Wrongthink:~$ posts/go-get-yourself-search-engine/

Go Get Yourself a Search Engine

Jul. 16, 2022 [Technology] [Privacy-Security] [Libre]

The independent search engines which promised netizens that they would honor their word not to track, censor or advertise have continually been caught doing just that. DuckDuckGo has proven time and again that it should never be trusted. Qwant has pledged their allegiance to the cause of censorship. Startpage has sold out to an advertising firm. The list goes on and, if you’re reading this, I’m sure you’ve experienced your own share of backstabbings by trusted search engines.

One way that others have dealt with this is to migrate to metasearch engines which liaison your search queries to a plethora of different commercial engines. This helps to obfuscate search requests as well as mitigating some censorship. But it is still incomplete. The remainder of alternate search users continue to island hop from each new privacy friendly search engine to the next, as they fall like dominoes to the temptation of betraying their users.

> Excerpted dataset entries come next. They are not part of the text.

PR #4014, opened 2021-04-27
feat(bigtable): allow restore backup to different instance (#3489)

kolea2:
* feat: restore table to a different instance

* add check that table restored

* review fixes

* change instance config zone


kolea2:
@liubonan fyi

bigtable/admin.go
```diff
@@ -1457,10 +1457,17 @@ func UpdateInstanceAndSyncClusters(ctx context.Context, iac *InstanceAdminClient
...
 // RestoreTable creates a table from a backup. The table will be created in the same cluster as the backup.
 func (ac *AdminClient) RestoreTable(ctx context.Context, table, cluster, backup string) error {
+	return ac.RestoreTableTo(ctx, ac.instance, table, cluster, backup)
+}
+
+// RestoreTableTo creates a new table by restoring from this completed backup.
+//
+// diffInstance is an instance in which the new table will be restored to.
+// Instance must be in the same project as the project containing backup.
+func (ac *AdminClient) RestoreTableTo(ctx context.Context, diffInstance, table, cluster, backup string) error {
```
tritone, line 1467: Can you rename params to something like `dst` for the destination? What do other languages use? Also I think the destination should probably be the last param rather than the first.

Docs can also be clarified/cleaned up a bit to highlight difference from `RestoreTable`.

bigtable/integration_test.go
```diff
@@ -2353,6 +2373,31 @@ func TestIntegration_AdminBackup(t *testing.T) {
...
+	if err != nil {
+		t.Fatalf("NewAdminClient: %v", err)
+	}
+	defer dAdminClient.Close()
+
+	defer deleteTable(ctx, t, dAdminClient, diffTable)
+	if err = adminClient.RestoreTableTo(ctx, diffInstance, diffTable, cluster, "mybackup"); err != nil {
+		t.Fatalf("RestoreTableTo: %v", err)
+	}
+	_, err = dAdminClient.TableInfo(ctx, diffTable)
```
tritone, line 2397: Confirm that returned table info is correct as well?

bigtable/integration_test.go
```diff
@@ -2353,6 +2373,31 @@ func TestIntegration_AdminBackup(t *testing.T) {
...
+	}
+	dAdminClient, err := env.NewAdminClient()
+	if err != nil {
+		t.Fatalf("NewAdminClient: %v", err)
+	}
+	defer dAdminClient.Close()
+
+	defer deleteTable(ctx, t, dAdminClient, diffTable)
+	if err = adminClient.RestoreTableTo(ctx, diffInstance, diffTable, cluster, "mybackup"); err != nil {
+		t.Fatalf("RestoreTableTo: %v", err)
```
tritone, line 2395: Use `Errorf`

bigtable/integration_test.go
```diff
@@ -2353,6 +2373,31 @@ func TestIntegration_AdminBackup(t *testing.T) {
...
+	}
+	_, err = dAdminClient.TableInfo(ctx, diffTable)
+	if err != nil {
+		t.Fatalf("Restored to different instance TableInfo: %v", err)
```
tritone, line 2399: Use `Errorf` and improve message.

bigtable/admin.go
```diff
@@ -1457,10 +1457,17 @@ func UpdateInstanceAndSyncClusters(ctx context.Context, iac *InstanceAdminClient
...
 	ctx = mergeOutgoingMetadata(ctx, ac.md)
-	prefix := ac.instancePrefix()
+	prefix := "projects/" + ac.project + "/instances/" + diffInstance
```
tritone, line 1469: Could this go in a function or method as well?

kolea2: yes, this could definitely be refactored in a bunch of places in this file. Mind if I create a tracking issue to refactor after?

tritone: Sure, totally up to you.

bigtable/integration_test.go
```diff
@@ -2278,92 +2309,118 @@ func TestIntegration_AdminBackup(t *testing.T) {
...
+	if err = adminClient.CreateBackup(ctx, tblConf.TableID, sourceCluster, backupName, time.Now().Add(8*time.Hour)); err != nil {
+		t.Errorf("Creating backup: %v", err)
 	}
 
 	// List backup
-	backups, err = list(cluster)
+	backups, err = list(sourceCluster)
 	if err != nil {
-		t.Fatalf("Listing backups: %v", err)
+		t.Errorf("Listing backups: %v", err)
```
tritone, line 2331: At least some of these should stay as `Fatalf`-- for example, if there is a non-nil error here, or if there aren't at least 1 backup returned, then continuing with the test will cause a panic. Only use `Errorf` if it's useful for the test to continue execution.

bigtable/admin.go
```diff
@@ -1457,14 +1457,21 @@ func UpdateInstanceAndSyncClusters(ctx context.Context, iac *InstanceAdminClient
 
 // RestoreTable creates a table from a backup. The table will be created in the same cluster as the backup.
 func (ac *AdminClient) RestoreTable(ctx context.Context, table, cluster, backup string) error {
-	ctx = mergeOutgoingMetadata(ctx, ac.md)
-	prefix := ac.instancePrefix()
-	backupPath := ac.backupPath(cluster, backup)
+	return ac.RestoreTableFrom(ctx, ac.instance, table, cluster, backup)
+}
 
+// RestoreTableFrom creates a new table to a different instance by restoring from this completed backup.
```
tritone, line 1463: I think the docs could still be a little clearer. What is "this" here?

My understanding is: the admin client is tied to a specific instance `foo`. In the latest version of this change, we take a table _from_ the source instance/cluster and restore it to a new table in `foo`. Is that correct?

bigtable/integration_test.go
```diff
@@ -2250,16 +2250,47 @@ func TestIntegration_AdminBackup(t *testing.T) {
...
-		t.Fatalf("NewAdminClient: %v", err)
+		t.Errorf("NewAdminClient: %v", err)
 	}
 	defer adminClient.Close()
 
-	table := testEnv.Config().Table
-	cluster := testEnv.Config().Cluster
-
+	tblConf := TableConf{
+		TableID: "tableconf-backup",
```
tritone, line 2258: Should this still be taken from testEnv?

bigtable/integration_test.go
```diff
@@ -2237,7 +2237,7 @@ func TestIntegration_InstanceUpdate(t *testing.T) {
 func TestIntegration_AdminBackup(t *testing.T) {
 	testEnv, err := NewIntegrationEnv()
 	if err != nil {
-		t.Fatalf("IntegrationEnv: %v", err)
+		t.Errorf("IntegrationEnv: %v", err)
```
tbpg, line 2240: If `NewIntegrationEnv` fails, does it make sense to continue the test? `Fatalf` makes sense to me.

bigtable/integration_test.go
```diff
@@ -2250,16 +2250,47 @@ func TestIntegration_AdminBackup(t *testing.T) {
 
 	adminClient, err := testEnv.NewAdminClient()
 	if err != nil {
-		t.Fatalf("NewAdminClient: %v", err)
+		t.Errorf("NewAdminClient: %v", err)
```
tbpg, line 2253: Same comment. If there was an error creating `adminClient`, it doesn't make sense to continue the test as `adminClient.CreateTableFromConf` will always fail.

bigtable/integration_test.go
```diff
@@ -2250,16 +2250,47 @@ func TestIntegration_AdminBackup(t *testing.T) {
...
+	}
+	defer iAdminClient.Close()
+	diffInstance := testEnv.Config().Instance + "-diff"
+	diffCluster := sourceCluster + "-diff"
+	conf := &InstanceConf{
+		InstanceId:   diffInstance,
+		ClusterId:    diffCluster,
+		DisplayName:  "different test sourceInstance",
+		Zone:         instanceToCreateZone2,
+		InstanceType: DEVELOPMENT,
```
tbpg, line 2286: Outside this PR, but this should just be `development`.

https://golang.org/doc/effective_go#mixed-caps

bigtable/integration_test.go
```diff
@@ -2278,92 +2309,118 @@ func TestIntegration_AdminBackup(t *testing.T) {
 		return infos, err
 	}
 
-	if err := adminClient.CreateTable(ctx, table); err != nil {
-		t.Fatalf("Creating table: %v", err)
-	}
-
 	// Precondition: no backups
```
tbpg, line 2312: Precondition implies we should use `Fatal`.

tbpg:
https://github.com/golang/go/wiki/TestComments#keep-going is relevant to using `t.Fatalf` vs `t.Errorf`.

bigtable/admin.go
kolea2: yes sorry this was leftover docs that I have now fixed. You are correct

bigtable/integration_test.go
kolea2: Do you mean the table id? Just curious, what's the benefit there?

tritone: Yep-- it seems best to have these configs live in a single place for all tests so that they can be easily modified/swapped.

kolea2: got it thanks!

bigtable/admin.go
kolea2: Realized this already existed and refactored.

kolea2:
@tbpg @tritone I believe all comments have been addressed. Thanks for the review!

bigtable/admin.go
```diff
@@ -1584,14 +1584,21 @@ func UpdateInstanceAndSyncClusters(ctx context.Context, iac *InstanceAdminClient
...
-	prefix := ac.instancePrefix()
-	backupPath := ac.backupPath(cluster, backup)
+	return ac.RestoreTableFrom(ctx, ac.instance, cluster, table, backup)
+}
 
+// RestoreTableFrom creates a new table in the admin's instance by restoring from the specified backup in a different instance.
+// sourceInstance (ex. "my-instance") and sourceCluster (ex. "my-cluster") are the instance and cluster in which the new table will be restored from.
+// tableName (ex. "my-restored-table") will be the name of the newly created table
+// backupName (ex. "my-backup") is the name of the backup to restore
+func (ac *AdminClient) RestoreTableFrom(ctx context.Context, sourceInstance, sourceCluster, tableName, backupName string) error {
```
tritone, line 1594: Docs are much clearer, thanks!

Nit: could you switch the args to `table` and `backup` to match `RestoreTable` above? It looks weird that the names are different.

bigtable/admin.go
```diff
@@ -1584,14 +1584,21 @@ func UpdateInstanceAndSyncClusters(ctx context.Context, iac *InstanceAdminClient
 
 // RestoreTable creates a table from a backup. The table will be created in the same cluster as the backup.
 func (ac *AdminClient) RestoreTable(ctx context.Context, table, cluster, backup string) error {
-	ctx = mergeOutgoingMetadata(ctx, ac.md)
-	prefix := ac.instancePrefix()
-	backupPath := ac.backupPath(cluster, backup)
+	return ac.RestoreTableFrom(ctx, ac.instance, cluster, table, backup)
+}
 
+// RestoreTableFrom creates a new table in the admin's instance by restoring from the specified backup in a different instance.
```
tbpg, line 1590: Does it have to be a different instance? Could it be the same instance? Should people prefer this or `RestoreTable`? Should we update this comment to refer to `RestoreTable` or `RestoreTable`'s comment to refer to this?

bigtable/integration_test.go
```diff
@@ -2441,12 +2441,43 @@ func TestIntegration_AdminBackup(t *testing.T) {
...
 	// in case the client fails
-	defer deleteTable(ctx, t, adminClient, table)
+	defer deleteTable(ctx, t, adminClient, tblConf.TableID)
+
+	sourceInstance := testEnv.Config().Instance
+	sourceCluster := testEnv.Config().Cluster
+
+	iAdminClient, err := testEnv.NewInstanceAdminClient()
+	if err != nil {
+		t.Errorf("NewInstanceAdminClient: %v", err)
```
tritone, line 2463: This also should be a `Fatalf`.

bigtable/integration_test.go
```diff
@@ -2480,77 +2507,107 @@ func TestIntegration_AdminBackup(t *testing.T) {
 
 	// Create backup
 	backupName := "mybackup"
-	defer adminClient.DeleteBackup(ctx, cluster, "mybackup")
 
-	if err = adminClient.CreateBackup(ctx, table, cluster, backupName, time.Now().Add(8*time.Hour)); err != nil {
-		t.Fatalf("Creating backup: %v", err)
+	if err = adminClient.CreateBackup(ctx, tblConf.TableID, sourceCluster, backupName, time.Now().Add(8*time.Hour)); err != nil {
+		t.Errorf("Creating backup: %v", err)
```
tritone, line 2512: I still think that this and some of the following should be changed to `Fatalf`. For example, if the backup is not successfully created, will the checks below be useful?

The truth is that web search suffers from the same problem as DNS. No matter how you configure and use it, you are always in the precarious position of relying on and trusting a third party not to betray you. The root cause of these web search woes is that people do not have their own web indexes. And keeping a searchable web index is not as daunting as it may seem.

There are a few software out there that can be self-hosted such as Gigablast and YaCy which both crawl the web and provide web frontends for searching the resulting index. The great thing is that you can give them a generic starting domain list for impartiality and privacy (remember, your ISP can see all the addresses the crawler connects to) so it’s like hiding in a crowd. You get a search portal that works even if you later lose internet connectivity. It cannot be censored, nobody knows what queries you make and you are in total control.

I may eventually post a guide on setting up such a soluton. They typically need a few days to crawl before you have a viable index, but that’s a small price to pay for ultimate freedom from hidden hand search manipulation. And regardless of whether a DIY search engine is practical for everyone, it might be a good idea to also revisit the concept of webrings, considering the way things are headed right now.